PR #2800, opened 2023-06-02
stats: allow custom histogram buckets

kyessenov:
Compromise to https://github.com/istio/api/pull/2539, to prefer over the bootstrap EnvoyFilter.

@zirain

### DIFF
--- a/annotation/annotations.yaml
+++ b/annotation/annotations.yaml
@@ -201,8 +201,7 @@ annotations:
 
   - name: sidecar.istio.io/statsHistogramBuckets
     featureStatus: Alpha
-    description: |
-      Specifies the semicolon separated custom histogram buckets with a prefix matcher. Example: `istio:1,5,10,50,100,500,1000,5000,10000;envoy:1,5,10,25,50,100,250,500,1000,2500,5000,10000`.
+    description: Specifies the custom histogram buckets with a prefix matcher to separate the Istio mesh metrics from the Envoy stats, e.g. `{"istio":{1,5,10,50,100,500,1000,5000,10000},"envoy":{1,5,10,25,50,100,250,500,1000,2500,5000,10000}}`. Default buckets are `{0.5,1,5,10,25,50,100,250,500,1000,2500,5000,10000,30000,60000,300000,600000,1800000,3600000}`.
     deprecated: false
     hidden: false
     resources:
@@ -477,7 +476,7 @@ annotations:
   - name: sidecar.istio.io/extraStatTags
     featureStatus: Alpha
     description: An additional list of tags to extract from the in-proxy Istio Wasm telemetry. Each additional tag needs to be present in this list.
-    deprecated: true
+    deprecated: false
     hidden: false
     resources:
       - Pod
--- a/annotation/annotations.yaml
+++ b/annotation/annotations.yaml
@@ -199,6 +199,15 @@ annotations:
     resources:
       - Pod
 
+  - name: sidecar.istio.io/statsHistogramBuckets
+    featureStatus: Alpha
+    description: |
+      Specifies the semicolon separated custom histogram buckets with a prefix matcher. Example: `istio:1,5,10,50,100,500,1000,5000,10000;envoy:1,5,10,25,50,100,250,500,1000,2500,5000,10000`.
+    deprecated: false
+    hidden: false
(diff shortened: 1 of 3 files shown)


annotation/annotations.yaml
```diff
@@ -467,8 +476,8 @@ annotations:
 
   - name: sidecar.istio.io/extraStatTags
     featureStatus: Alpha
-    description: An additional list of tags to extract from the in-proxy Istio telemetry. each additional tag needs to be present in this list.
-    deprecated: false
+    description: An additional list of tags to extract from the in-proxy Istio Wasm telemetry. Each additional tag needs to be present in this list.
```
zirain, line 479: prefer to change this in a separate pr

zirain (approved):
this's a feature only supported by envoy, using annotation is LGTM.

annotation/annotations.yaml
```diff
@@ -199,6 +199,15 @@ annotations:
     resources:
       - Pod
 
+  - name: sidecar.istio.io/statsHistogramBuckets
+    featureStatus: Alpha
+    description: |
+      Specifies the semicolon separated custom histogram buckets with a prefix matcher. Example: `istio:1,5,10,50,100,500,1000,5000,10000;envoy:1,5,10,25,50,100,250,500,1000,2500,5000,10000`.
```
costinm, line 205: - document the default 
- why do we need istio and envoy ? Can one be used for both ?

costinm (approved):
I think it's reasonable - we have quite a few things exposed as annotations.

One concern about pod annotations is that in Ambient they will likely cease functioning - except for Waypoints, where the annotation will go on the Gateway resource.  But that's the case for most CRDs we have with workload selector, so nothing special.

On this note - would be good to add K8S Gateway as resource that will support the annotation ( they get copied to the deployment AFAIK ).

costinm:
Worth mentioning that customizing stats bucket for specific pods is actually best granularity for such an API - the defaults should work for most common cases, overrides are needed for pods that have unusual behavior, like long lived connections ( istiod itself ).

annotation/annotations.yaml
howardjohn: If we do need them separate, should we just make this json? Its not that complicated but we are essentially creating a micro-language we need to parse.

if we just make them one then its a simple CSV so no problem

howardjohn (commented):
Looks good overall as an experimental annotation, just one comment on the formatting (doesn't need to block, just want to make sure it is at least ACKed before moving forward)

annotation/annotations.yaml
kyessenov: Updated. Prefix is not needed but usually used.

annotation/annotations.yaml
```diff
@@ -199,6 +199,14 @@ annotations:
     resources:
       - Pod
 
+  - name: sidecar.istio.io/statsHistogramBuckets
+    featureStatus: Alpha
+    description: Specifies the custom histogram buckets with a prefix matcher to separate the Istio mesh metrics from the Envoy stats, e.g. `{"istio":{1,5,10,50,100,500,1000,5000,10000},"envoy":{1,5,10,25,50,100,250,500,1000,2500,5000,10000}}`. Default buckets are `{0.5,1,5,10,25,50,100,250,500,1000,2500,5000,10000,30000,60000,300000,600000,1800000,3600000}`.
```
howardjohn, line 204:
```suggestion
    description: Specifies the custom histogram buckets with a prefix matcher to separate the Istio mesh metrics from the Envoy stats, e.g. `{"istio":[1,5,10,50,100,500,1000,5000,10000],"envoy":[1,5,10,25,50,100,250,500,1000,2500,5000,10000]}`. Default buckets are `[0.5,1,5,10,25,50,100,250,500,1000,2500,5000,10000,30000,60000,300000,600000,1800000,3600000]`.
```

****************

GOAL OF THE EXERCISE: Filter the data, keeping only the lines that contain "kyessenov".

EXERCISE SOLUTION:
kyessenov:
kyessenov: Updated. Prefix is not needed but usually used.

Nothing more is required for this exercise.